Collected data entries

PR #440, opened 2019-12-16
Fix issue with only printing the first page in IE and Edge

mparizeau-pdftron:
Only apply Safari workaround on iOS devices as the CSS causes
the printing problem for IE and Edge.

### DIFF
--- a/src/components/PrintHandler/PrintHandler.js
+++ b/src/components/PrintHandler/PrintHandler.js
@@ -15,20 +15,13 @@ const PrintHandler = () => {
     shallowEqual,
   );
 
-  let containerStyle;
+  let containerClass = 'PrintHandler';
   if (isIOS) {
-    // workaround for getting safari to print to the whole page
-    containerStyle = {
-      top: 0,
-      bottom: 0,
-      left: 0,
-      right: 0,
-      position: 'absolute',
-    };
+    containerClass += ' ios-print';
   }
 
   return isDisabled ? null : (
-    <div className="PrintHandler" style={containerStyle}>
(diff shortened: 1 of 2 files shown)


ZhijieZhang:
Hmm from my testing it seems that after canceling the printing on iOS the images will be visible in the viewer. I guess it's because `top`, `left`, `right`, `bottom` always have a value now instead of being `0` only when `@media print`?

==

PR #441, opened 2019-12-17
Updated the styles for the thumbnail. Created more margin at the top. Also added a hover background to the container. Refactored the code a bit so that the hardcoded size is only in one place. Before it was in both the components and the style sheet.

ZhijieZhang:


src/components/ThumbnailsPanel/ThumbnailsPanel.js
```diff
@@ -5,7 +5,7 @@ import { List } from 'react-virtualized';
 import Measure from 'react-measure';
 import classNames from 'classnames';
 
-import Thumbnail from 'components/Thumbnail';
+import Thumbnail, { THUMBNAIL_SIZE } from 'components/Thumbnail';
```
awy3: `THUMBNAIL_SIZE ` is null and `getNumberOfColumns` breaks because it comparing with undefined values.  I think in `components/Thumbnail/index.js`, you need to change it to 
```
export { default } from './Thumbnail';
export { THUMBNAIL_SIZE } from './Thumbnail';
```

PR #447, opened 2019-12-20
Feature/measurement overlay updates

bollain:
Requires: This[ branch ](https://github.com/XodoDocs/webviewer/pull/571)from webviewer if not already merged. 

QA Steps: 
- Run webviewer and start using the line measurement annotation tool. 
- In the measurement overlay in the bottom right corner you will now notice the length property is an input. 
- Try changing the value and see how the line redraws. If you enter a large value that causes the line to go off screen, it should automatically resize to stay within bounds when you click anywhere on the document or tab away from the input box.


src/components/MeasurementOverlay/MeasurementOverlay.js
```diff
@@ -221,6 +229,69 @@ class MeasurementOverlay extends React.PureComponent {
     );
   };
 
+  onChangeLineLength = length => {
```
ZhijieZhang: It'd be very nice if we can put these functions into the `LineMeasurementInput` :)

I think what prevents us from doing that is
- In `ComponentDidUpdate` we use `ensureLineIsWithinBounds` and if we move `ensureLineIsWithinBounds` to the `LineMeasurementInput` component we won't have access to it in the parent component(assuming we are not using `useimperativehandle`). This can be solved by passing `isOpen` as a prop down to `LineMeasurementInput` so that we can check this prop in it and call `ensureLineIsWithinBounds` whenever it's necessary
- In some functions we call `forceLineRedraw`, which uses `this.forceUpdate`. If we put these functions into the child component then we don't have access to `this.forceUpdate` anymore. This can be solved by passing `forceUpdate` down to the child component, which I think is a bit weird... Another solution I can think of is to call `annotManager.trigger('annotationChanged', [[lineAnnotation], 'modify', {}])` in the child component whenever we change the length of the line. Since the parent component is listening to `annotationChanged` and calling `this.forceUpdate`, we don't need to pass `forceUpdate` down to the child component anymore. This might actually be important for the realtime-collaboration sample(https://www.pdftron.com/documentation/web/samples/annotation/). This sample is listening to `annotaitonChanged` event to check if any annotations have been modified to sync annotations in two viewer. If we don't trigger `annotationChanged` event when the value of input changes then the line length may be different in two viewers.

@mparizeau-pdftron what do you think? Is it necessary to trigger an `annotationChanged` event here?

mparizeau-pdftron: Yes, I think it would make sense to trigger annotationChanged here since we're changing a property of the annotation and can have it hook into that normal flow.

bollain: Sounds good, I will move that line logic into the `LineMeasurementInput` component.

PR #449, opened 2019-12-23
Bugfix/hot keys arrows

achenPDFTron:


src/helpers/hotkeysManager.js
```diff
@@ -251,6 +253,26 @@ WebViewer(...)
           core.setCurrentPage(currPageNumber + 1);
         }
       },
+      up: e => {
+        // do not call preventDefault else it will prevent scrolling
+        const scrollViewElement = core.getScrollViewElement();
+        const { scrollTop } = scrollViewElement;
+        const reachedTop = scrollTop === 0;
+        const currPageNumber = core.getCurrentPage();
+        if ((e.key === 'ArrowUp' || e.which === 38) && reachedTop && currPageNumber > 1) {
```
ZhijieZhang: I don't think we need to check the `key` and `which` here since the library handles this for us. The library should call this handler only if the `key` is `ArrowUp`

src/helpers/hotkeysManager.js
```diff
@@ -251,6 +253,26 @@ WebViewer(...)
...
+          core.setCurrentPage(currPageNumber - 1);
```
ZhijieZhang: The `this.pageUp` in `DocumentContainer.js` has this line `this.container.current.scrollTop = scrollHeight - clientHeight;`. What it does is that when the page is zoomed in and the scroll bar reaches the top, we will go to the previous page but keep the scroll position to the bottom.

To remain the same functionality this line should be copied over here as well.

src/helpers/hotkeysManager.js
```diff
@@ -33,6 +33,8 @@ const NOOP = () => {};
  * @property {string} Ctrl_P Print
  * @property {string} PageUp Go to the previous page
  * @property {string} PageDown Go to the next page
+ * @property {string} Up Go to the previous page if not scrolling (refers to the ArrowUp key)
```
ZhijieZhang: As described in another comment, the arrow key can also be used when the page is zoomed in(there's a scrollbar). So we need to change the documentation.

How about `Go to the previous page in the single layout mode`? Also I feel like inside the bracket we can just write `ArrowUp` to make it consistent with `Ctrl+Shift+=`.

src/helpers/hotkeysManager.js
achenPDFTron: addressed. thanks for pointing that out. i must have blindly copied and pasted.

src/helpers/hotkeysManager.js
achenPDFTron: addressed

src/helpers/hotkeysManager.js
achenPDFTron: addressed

**Work task:** The entries above hold a line with "src/components/ThumbnailsPanel/ThumbnailsPanel.js" and a later line with "whenever it's necessary". Write out exactly those lines and all lines between, nothing more.

**Output of the exercise:**
src/components/ThumbnailsPanel/ThumbnailsPanel.js
```diff
@@ -5,7 +5,7 @@ import { List } from 'react-virtualized';
 import Measure from 'react-measure';
 import classNames from 'classnames';
 
-import Thumbnail from 'components/Thumbnail';
+import Thumbnail, { THUMBNAIL_SIZE } from 'components/Thumbnail';
```
awy3: `THUMBNAIL_SIZE ` is null and `getNumberOfColumns` breaks because it comparing with undefined values.  I think in `components/Thumbnail/index.js`, you need to change it to 
```
export { default } from './Thumbnail';
export { THUMBNAIL_SIZE } from './Thumbnail';
```

PR #447, opened 2019-12-20
Feature/measurement overlay updates

bollain:
Requires: This[ branch ](https://github.com/XodoDocs/webviewer/pull/571)from webviewer if not already merged. 

QA Steps: 
- Run webviewer and start using the line measurement annotation tool. 
- In the measurement overlay in the bottom right corner you will now notice the length property is an input. 
- Try changing the value and see how the line redraws. If you enter a large value that causes the line to go off screen, it should automatically resize to stay within bounds when you click anywhere on the document or tab away from the input box.


src/components/MeasurementOverlay/MeasurementOverlay.js
```diff
@@ -221,6 +229,69 @@ class MeasurementOverlay extends React.PureComponent {
     );
   };
 
+  onChangeLineLength = length => {
```
ZhijieZhang: It'd be very nice if we can put these functions into the `LineMeasurementInput` :)

I think what prevents us from doing that is
- In `ComponentDidUpdate` we use `ensureLineIsWithinBounds` and if we move `ensureLineIsWithinBounds` to the `LineMeasurementInput` component we won't have access to it in the parent component(assuming we are not using `useimperativehandle`). This can be solved by passing `isOpen` as a prop down to `LineMeasurementInput` so that we can check this prop in it and call `ensureLineIsWithinBounds` whenever it's necessary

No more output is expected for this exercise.